The point is that we should not look backward and say, "Well, I don't see any billion-dollar open source businesses in the past, ergo, I think there won't likely be any in the future." Stephen wasn't exactly saying this, but I do think he was relying on outdated data and business models. (I'm not sure how he doesn't look at Red Hat and its remarkable business model, and clearly see the $1B mark, but I'll have that conversation with him at the next conference.)

My only disappointment in all this is that I won't be the first to hit $1B. That has long been my goal: build the first $1B open source software company. But I'm happy to see the success of others', and am grateful for how much easier companies like Red Hat and MySQL have made it for new companies like mine to achieve that same level of financial success. (Having said that, ever counted the number of $1B+ proprietary software companies? There aren't many.)

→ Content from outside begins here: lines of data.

PR #2838, opened 2022-10-07
Rework retry strategy and policy for v2

drwill-ms:


iothub/device/src/Authentication/HsmAuthentication/HttpHsmSignatureProvider.cs
```diff
@@ -90,15 +84,12 @@ public async Task<string> SignAsync(string moduleId, string generationId, string
...
-                .RunWithRetryAsync(() => hsmHttpClient.SignAsync(_apiVersion, moduleId, generationId, signRequest))
+            var retryHandler = new RetryHandler(s_retryPolicy);
+            return await retryHandler
+                .RunWithRetryAsync(
+                    () => hsmHttpClient.SignAsync(_apiVersion, moduleId, generationId, signRequest),
+                    (Exception ex) => ex is SwaggerException se && se.StatusCode >= 500)
                 .ConfigureAwait(false);
         }
-
-        private class ErrorDetectionStrategy : ITransientErrorDetectionStrategy
```
drwill-ms, line 99: Made a flavor of the RetryHandler API to pass code-path-specific overrides for what is transient.

iothub/device/src/RetryPolicies/ExponentialBackoffRetryPolicy.cs
```diff
@@ -0,0 +1,63 @@
...
+            if (!base.ShouldRetry(currentRetryCount, lastException, out retryInterval))
+            {
+                return false;
+            }
+
+            // Avoid integer overlow and clamp max wait.
+            uint exponent = Math.Min(MaxExponent, currentRetryCount);
+
+            // 2 to the power of the retry count gives us exponential back-off.
+            double exponentialIntervalMs = Math.Pow(2.0, exponent);
```
drwill-ms, line 51: What I don't love about this is that it starts too low and takes 5 or so iterations to get over 1 second delay.

iothub/device/src/RetryPolicies/RetryHandler.cs
```diff
@@ -0,0 +1,152 @@
...
+
+namespace Microsoft.Azure.Devices.Client
+{
+    /// <summary>
+    /// Provides the base implementation of the retry mechanism for unreliable actions and transient conditions.
+    /// </summary>
+    /// <remarks>
+    /// Jitter can be under 1 second, plus or minus.
+    /// </remarks>
+    internal class RetryHandler
```
drwill-ms, line 17: Name suggestions? `OperationRetrier`?

iothub/device/src/RetryPolicies/RetryHandler.cs
```diff
@@ -0,0 +1,152 @@
...
+                }
+
+                // If we expect to wait until retry, calculate the remaining wait time, considering how much time the operation already
+                // took, and the minimum delay.
+                if (retryDelay > TimeSpan.Zero
+                    && !cancellationToken.IsCancellationRequested)
+                {
+                    // Don't pass in the cancellation token, because we'll handle that
+                    // condition specially in the catch blocks above.
+                    await Task.Delay(retryDelay, CancellationToken.None).ConfigureAwait(false);
```
drwill-ms, line 142: Vastly simplified this. Got rid of a min wait and a timer to see how long the operation took and subtracting that from the next delay.

iothub/device/src/RetryPolicies/RetryPolicy.cs
```diff
@@ -1,371 +0,0 @@
...
-                            Logging.Info(
-                                $"{cancellationToken.GetHashCode()} Last execution time was {stopwatch.Elapsed}. Adjusting back-off time to {retryDelay} to avoid high CPU/Memory spikes.");
-                    }
-
-                    if (!cancellationToken.IsCancellationRequested)
-                    {
-                        // Don't pass in the cancellation token, because we'll handle that
-                        // condition specially in the catch blocks above.
-                        await Task.Delay(retryDelay, CancellationToken.None).ConfigureAwait(false);
-                    }
```
drwill-ms, line 361: See here for old logic.

patilsnr (approved):
Optimistic sign off.

iothub/device/src/RetryPolicies/RetryPolicyBase.cs
```diff
@@ -0,0 +1,65 @@
...
+            // Don't calculate jitter if the value is very small
+            if (baseTimeMs < 10)
+            {
+                return TimeSpan.FromMilliseconds(baseTimeMs);
+            }
+
+            double jitterMs;
+
+            // Because Random is not threadsafe
+            lock (_rngLock)
```
timtay-microsoft, line 56: > Because Random is not threadsafe

In the sense that two calls to "rng.Next" might return the same value? If that's the only reason, I don't see the need for a lock here. I understand we'd want multiple devices to not retry with the same exact jitter, but within the scope of a single device, there is no reason I'm aware of that we need to avoid same rng values here

timtay-microsoft (approved):

iothub/device/src/RetryPolicies/ExponentialBackoffRetryPolicy.cs
drwill-ms: I updated it to start at 2^7 so it starts at 128 milliseconds, and gets to 1 second on the 4th retry.

iothub/device/src/RetryPolicies/RetryPolicyBase.cs
drwill-ms: If you had a gateway scenario and the same retry policy was being used with several devices, you'd risk them retrying with similar jitter values, negating the value of jitter.

I did a quick test to see how often I'd get dupes (0-99) running in a tight forloop with Task.Run:

> 33
45
6
20
86
73
16
5
83
1
3
5
33
33
38
98
93
61
64
13
97
57
57
18
67
26
57
59
5
27
74
15
62
96
56
46
70
76
95
82
75
82
87
65
83
35
40
1
82
25
82
86
72
64
39
38
92
66
49
26
44
44
98
49
18
51
83
13
32
28
17
55
88
38
97
56
98
34
19
66
37
57
52
96
88
12
36
40
46
46
8
34
70
28
63
83
96
11
35
35

I spot 4 dupes.

drwill-ms: So, probably not a huge deal, but this feels like something one should be more cautious about, given .NET is used for gateway.

drwill-ms: Adjacent dupes, I should have said.

I tried it with a lock, ran several times, only saw 1 pair of dupes in those runs. Could be statistical.

iothub/device/samples/how to guides/DeviceReconnectionSample/CustomRetryPolicy.cs
```diff
@@ -11,57 +11,35 @@ namespace Microsoft.Azure.Devices.Client.Samples
     /// An exponential backoff with jitter based retry policy that retries on additional exceptions
     /// not covered by the SDK, because in this application we wish to run as long as possible.
     /// </summary>
-    internal class CustomRetryPolicy : IRetryPolicy
+    internal class CustomRetryPolicy : ExponentialBackoffRetryPolicy
     {
-        private const int MaxRetryCount = int.MaxValue;
-        private const int MaxExponent = 22; // Avoid integer overlow (max of 30) and clamp max wait to just over 1 hour (2^22 = 1.16 hours).
```
abhipsaMisra, line 17: 👍🏽

iothub/device/samples/how to guides/DeviceReconnectionSample/CustomRetryPolicy.cs
```diff
@@ -11,57 +11,35 @@ namespace Microsoft.Azure.Devices.Client.Samples
...
             _logger.LogInformation($"Retry requested #{currentRetryCount} exception [{lastException.GetType()}: {lastException.Message}].");
 
-            if (currentRetryCount > MaxRetryCount)
+            shouldRetry = base.ShouldRetry(currentRetryCount, lastException, out retryInterval);
+            if (!shouldRetry
+                && _exceptionsToBeRetried.Contains(lastException.GetType()))
             {
-                _logger.LogError($"Retry requested #{currentRetryCount} of {MaxRetryCount} so giving up.");
-                return false;
+                retryInterval = TimeSpan.FromSeconds(15);
```
abhipsaMisra, line 36: is this so that we have a wait time when shouldRetry resolves to false however the exception is marked as "additional" retryable? I think a comment would help here.

abhipsaMisra (approved):

iothub/device/samples/how to guides/DeviceReconnectionSample/CustomRetryPolicy.cs
drwill-ms: yes, k

iothub/device/src/RetryPolicies/RetryPolicyBase.cs
drwill-ms: Improved the test. Used task completion source to synchronize 1000 tries. Stored results (0 to 100k random value) in a concurrent dictionary.

With lock, had 6 dupes, all in pairs.

Without lock we get 51, the max of which is 4 dupes.

I'd say that is a significant improvement, but one could certainly argue that even for gateway, having handfuls of devices retry with the same jitter the first time around is not impactful.

I could be convinced either way. Abhipsa says it isn't complicated, so leave it in. I'm torn, but I'll leave it in for now. It won't impact single device apps in a measurable way.

brycewang-microsoft (approved):

brycewang-microsoft (commented):
Is this PR the one you want to throw IotHubClientException with a particular ErrorCode for reaching retry limit?

drwill-ms:
Only failures are DPS custom allocation registrations (known external issue), so merging.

Even more than the cash, however, I appreciate how they're doing it. Anyone else notice that pureplay open source seems to mint more money than the hybrid models? There's a good reason that Red Hat is banking hundreds of millions of dollars in Linux sales each year, and Novell is not. Part of that is the headstart Red Hat had, but much has to do with the message: 100% open source sells. All Red Hat had to do (and it was a stroke of absolute brilliance) was figure out how to give customers their cake (100% open source) while also providing a trigger to convince them to buy (and buy again when renewal time came around).

So, Stephen, $1B is the easy part. Doing it without becoming like the other billion-dollar players is the hard part. For that, I look to you to help keep the industry honest.